§ Task requirements
From the records below, copy the lines that include "runner".

** Dataset excerpts follows **

PR #4514, opened 2026-08-22
Feature: Effect-based record hook execution with timeout, retry, and detached audit finalization

andrewbrazzatti:
## Summary

Introduces a normalized, Effect-based execution runner for all record-type hooks (`pre`, `postSync`, and `post` phases across create, update, delete, and workflow-transition operations). The runner layers opt-in timeout and retry policies, typed save outcomes, versioned audit execution summaries, and correlation-based structured logging on top of the existing hook contract, while keeping detached `post` hooks fire-and-forget for the save caller.

---

## Context / Motivation

Record hooks previously ran as ad-hoc awaited calls with no uniform treatment of timeouts, retries, failure classification, or observability. Failures in awaited phases were hard to attribute, async `post` work left no durable trace once the save response had returned, and audits did not distinguish fully dispatched operations from partial executions. This change gives every hook invocation a single supervised execution path with deterministic identifiers, validated policies, and an auditable, privacy-conscious reporting surface.

---

### Normalized effect execution engine

- Adds an `action-execution` module to `redbox-core` providing a sequential plan executor, policy validation, failure-kind taxonomy (`configuration`, `validation`, `domain`, `transient`, `timeout`, `interrupted`, `unexpected`), and adapters that wrap legacy Promise, Observable, and plain-value hooks into Effects.
- Every awaited hook phase runs through the same runner with execution, phase, action, and attempt identifiers, enabling end-to-end correlation via `execution_id`.

### Per-hook timeout and retry policy

- Hook definitions accept an optional `execution` block with `timeoutMs` and opt-in retry settings (`maxAttempts` capped at 5, fixed/exponential schedules up to 60 s, jitter, and explicit `idempotent: true` requirement). Invalid values are configuration errors rather than silently clamped values.
- Policy metadata is consumed by the runner and never leaked into the legacy `options` object passed to hooks. Timeouts interrupt native Effect actions and unsubscribe Observables; non-cooperative Promise timeouts are never retried so still-running side effects cannot overlap.
- Optional stable `id` on each hook definition provides durable identity across reordering; otherwise a deterministic identifier is derived from mode, phase, index, and function digest.

### Save-boundary semantics and typed outcomes

- Malformed `pre` configuration is rejected before any primary mutation (`not-saved`); `postSync` configuration is validated at its awaited post-persistence boundary where failures degrade the result to `saved-with-warnings` while indexing and audit submission continue.
- Detached `post` entries remain fire-and-forget: malformed entries are logged and skipped without blocking persistence or later valid dispatches.
- Callers inspect the typed save `outcome` rather than the legacy boolean `success`, distinguishing `saved-with-warnings` from authoritative commits.

### Auditable execution summaries with bounded detached finalization

- Create and update audits carry a versioned, size-bounded `executionSummary` (aggregate counts plus at most the first 100 action entries) that is never embedded in the business-record snapshot; delete audits are truthfully marked `partial`.
- Detached actions get a bounded asynchronous grace period before audit submission: completions within it persist terminal outcomes, while expiry persists completed results alongside truthful `dispatched` entries, `detachedPending`, and `detachedFinalization: "grace-expired"`. A late completion only emits structured logs and never creates a second audit.
- Summaries expose `completedThrough` (`pre`, `persistence`, `postSync`, `post-dispatch`) so early exits are distinguishable from fully dispatched operations.

### Production-safe structured logging

- Emits concise lifecycle events (`record_hook_action_completed`, `record_hook_action_retry_scheduled`, `record_hook_action_timed_out`, `record_hook_detached_action_failed`, `record_hook_operation_dispatched`, exactly one `record_hook_operation_completed`) filterable by `execution_id`.
- Record bodies, hook options, user identities, function expressions, returned payloads, and raw errors are excluded from production-level events; only safe failure kinds, codes, and short summaries appear.

---

## Testing

- Added focused suites for the executor (`executor.test.ts`) and legacy hook compatibility (`legacy-compatibility.test.ts`) covering characterization, retry scheduling, native Effect actions, supervised teardown, and public response safety.
- Substantially extended `RecordsService` tests for cross-layer save boundaries, bounded detached audit finalization, replacement projections for partially completed detached work, non-overlapping timeout retry policy, and audit queue payloads.
- Extended Mongo storage tests for bounded summary sanitization and persistence.
- Full verification run recorded in the wiki handoff: `redbox-core` suite passing (2189 passing, 14 pending), Mongo storage suite passing (71 passing), Oxlint clean.

---

### Architecture

- Hook execution is centralized in a coordinator layer between `RecordsService` and the storage service, decoupling save orchestration from individual hook implementations and making phase boundaries explicit.
- The `RecordHooksConfig` type now uniformly supports `postSync` across all trigger modes and adds `onDelete` and `onTransitionWorkflow` declarations.

### Operations

- Structured, correlation-keyed logs replace implicit failure modes, enabling reconstruction of a single record operation from log filters alone.
- The bounded grace period keeps save latency predictable: detached audit finalization never extends beyond the configured window, and late work remains observable without duplicating audits.

### Security and privacy

- Audit summaries and operational logs are sanitized at both the service and storage layers, ensuring raw arguments, payloads, and error details do not reach business records or production logs.

---

## Backwards Compatibility

- Existing hooks without `execution` blocks retain current behavior under the default policy of a single untimed attempt; the legacy `options` object is unchanged.
- The legacy boolean `success` response shape remains available; the typed `outcome` is additive.
- Generated hook identifiers are deterministic but change when hooks are reordered; deployments relying on identity stability should configure explicit `id` values.

---

## Deployment Notes

- No database migration is required; the audit collection tolerates records with and without `executionSummary`.
- Institutions configuring hooks should review the updated record-type hooks documentation, particularly if hooks perform non-idempotent work where retry enablement would be unsafe.
- Timeout interruption does not cancel already-started legacy Promises; operators should be aware such side effects may complete after the save response returns.

---

## Impact

Provides uniform, policy-driven, observable execution for all record hooks while preserving existing hook contracts and save latency characteristics, giving operators reliable audits and correlation-based tracing without exposing sensitive payload data.

### DIFF
--- a/packages/redbox-core/src/action-execution/audit.ts
+++ b/packages/redbox-core/src/action-execution/audit.ts
@@ -3,10 +3,13 @@ import type {
   ActionExecutionOperation,
   ActionExecutionPhase,
   ActionExecutionReport,
+  ActionExecutionResult,
   ActionExecutionStatus,
   ActionFailureKind,
   ActionSkippedReason,
 } from './types';
+
+export type DetachedAuditFinalization = 'complete' | 'grace-expired';
 
 export interface RecordHookExecutionAuditAction {
   actionId: string;
@@ -28,6 +31,8 @@ export interface RecordHookExecutionAuditSummary {
   operation: 'create' | 'update' | 'delete' | 'transition';
   partial: boolean;
   completedThrough?: 'pre' | 'persistence' | 'postSync' | 'post-dispatch';
+  detachedFinalization?: DetachedAuditFinalization;
+  detachedPending?: number;
   durationMs: number;
   totalActions: number;
   counts: Partial<Record<ActionExecutionStatus, number>>;
@@ -66,7 +71,9 @@ function projectAction(action: ActionExecutionReport['actions'][number]): Record
   return projected;
 }
 
-function totalCounts(actions: readonly ActionExecutionReport['actions'][number][]): Partial<Record<ActionExecutionStatus, number>> {
+function totalCounts(
+  actions: readonly ActionExecutionReport['actions'][number][]
+): Partial<Record<ActionExecutionStatus, number>> {
   const totals: Partial<Record<ActionExecutionStatus, number>> = {};
   for (const action of actions) {
     totals[action.status] = (totals[action.status] ?? 0) + 1;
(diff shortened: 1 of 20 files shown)


shilob (approved):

** End of Dataset excerpts **

§ Reply
Introduces a normalized, Effect-based execution runner for all record-type hooks (`pre`, `postSync`, and `post` phases across create, update, delete, and workflow-transition operations). The runner layers opt-in timeout and retry policies, typed save outcomes, versioned audit execution summaries, and correlation-based structured logging on top of the existing hook contract, while keeping detached `post` hooks fire-and-forget for the save caller.
- Every awaited hook phase runs through the same runner with execution, phase, action, and attempt identifiers, enabling end-to-end correlation via `execution_id`.
- Policy metadata is consumed by the runner and never leaked into the legacy `options` object passed to hooks. Timeouts interrupt native Effect actions and unsubscribe Observables; non-cooperative Promise timeouts are never retried so still-running side effects cannot overlap.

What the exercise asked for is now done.